=== What you are asked to do ===
The answer must be a single number: how many lines in the records below contain the word "WaitForSet".
┏━━
PR #609, opened 2023-07-17
Add failfast option to ssa.Wait

somtochiama:
This pull request adds a FailFast option to the `WaitOptions` in the ssa pkg. When this option is set, the Wait function returns early if there are stalled resources.

Ref: https://github.com/fluxcd/flux2/discussions/3980
Ref: https://github.com/fluxcd/kustomize-controller/issues/701

### DIFF
--- a/ssa/manager_wait.go
+++ b/ssa/manager_wait.go
@@ -43,6 +43,9 @@ type WaitOptions struct {
 	// Timeout defines after which interval should the engine give up on waiting for resources
 	// to become ready.
 	Timeout time.Duration
+
+	// FailFast makes the Wait function return an error as soon as a resource reaches the failed state.
+	FailFast bool
 }
 
 // DefaultWaitOptions returns the default wait options where the poll interval is set to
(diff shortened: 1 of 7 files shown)


ssa/manager_wait.go
```diff
@@ -129,7 +145,7 @@ func (m *ResourceManager) WaitForSet(set object.ObjMetadataSet, opts WaitOptions
 				errors = append(errors, builder.String())
 			}
 		}
-		return fmt.Errorf("timeout waiting for: [%s]", strings.Join(errors, ", "))
+		return fmt.Errorf("%s: [%s]", msg, strings.Join(errors, ", "))
```
stefanprodan, line 148: Does the error contains the objects that have failed? what does the message look like, can you add a test for it please.

ssa/manager_wait.go
```diff
@@ -43,6 +43,10 @@ type WaitOptions struct {
 	// Timeout defines after which interval should the engine give up on waiting for resources
 	// to become ready.
 	Timeout time.Duration
+
+	// FailFast option allows the Wait function to return early if one or more resources are stalled
+	// and the rest are ready.
```
stefanprodan, line 48:
```suggestion
	// FailFast makes the Wait function return an error as soon as a resource reaches the failed state.
```

ssa/manager_wait.go
```diff
@@ -91,12 +96,17 @@ func (m *ResourceManager) WaitForSet(set object.ObjMetadataSet, opts WaitOptions
...
+					countFailed++
+				}
 				rss = append(rss, rs)
 			}
+			failedResources = countFailed
 
 			desired := status.CurrentStatus
 			aggStatus := aggregator.AggregateStatus(rss, desired)
-			if aggStatus == desired {
+			if aggStatus == desired || opts.FailFast && countFailed > 0 {
```
stefanprodan, line 109:
```suggestion
			if aggStatus == desired || (opts.FailFast && countFailed > 0) {
```

stefanprodan (approved):
LGTM

Thanks @somtochiama 🏅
┗━━
=== Written reply ===
2